***** EXCERPTED RECORDS *****

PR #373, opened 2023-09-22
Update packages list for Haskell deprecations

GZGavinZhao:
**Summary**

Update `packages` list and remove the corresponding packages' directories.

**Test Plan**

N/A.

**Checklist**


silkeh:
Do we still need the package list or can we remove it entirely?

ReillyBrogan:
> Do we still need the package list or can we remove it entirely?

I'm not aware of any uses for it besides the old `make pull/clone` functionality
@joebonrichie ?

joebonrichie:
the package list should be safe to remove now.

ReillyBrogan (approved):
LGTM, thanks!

*****
***** EXCERPTED RECORDS *****

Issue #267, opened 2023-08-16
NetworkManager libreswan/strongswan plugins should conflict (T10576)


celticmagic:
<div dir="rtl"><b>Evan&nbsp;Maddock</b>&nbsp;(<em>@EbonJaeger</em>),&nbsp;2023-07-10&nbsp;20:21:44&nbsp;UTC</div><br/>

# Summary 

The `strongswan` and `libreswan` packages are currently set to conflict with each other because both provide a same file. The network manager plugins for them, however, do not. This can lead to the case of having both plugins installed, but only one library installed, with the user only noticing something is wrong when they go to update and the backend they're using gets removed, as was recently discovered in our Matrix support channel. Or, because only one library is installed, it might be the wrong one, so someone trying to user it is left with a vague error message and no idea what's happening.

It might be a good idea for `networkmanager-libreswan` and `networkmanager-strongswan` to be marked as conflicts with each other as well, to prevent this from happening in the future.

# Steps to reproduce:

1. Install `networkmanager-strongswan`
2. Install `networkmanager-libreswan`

*****

_PROMPT_: Your answer should be the lines above from the one containing "corresponding packages' directories." through the one containing "LGTM, thanks!", copied exactly and with both ends kept.

_RESPONSE_:
Update `packages` list and remove the corresponding packages' directories.

**Test Plan**

N/A.

**Checklist**


silkeh:
Do we still need the package list or can we remove it entirely?

ReillyBrogan:
> Do we still need the package list or can we remove it entirely?

I'm not aware of any uses for it besides the old `make pull/clone` functionality
@joebonrichie ?

joebonrichie:
the package list should be safe to remove now.

ReillyBrogan (approved):
LGTM, thanks!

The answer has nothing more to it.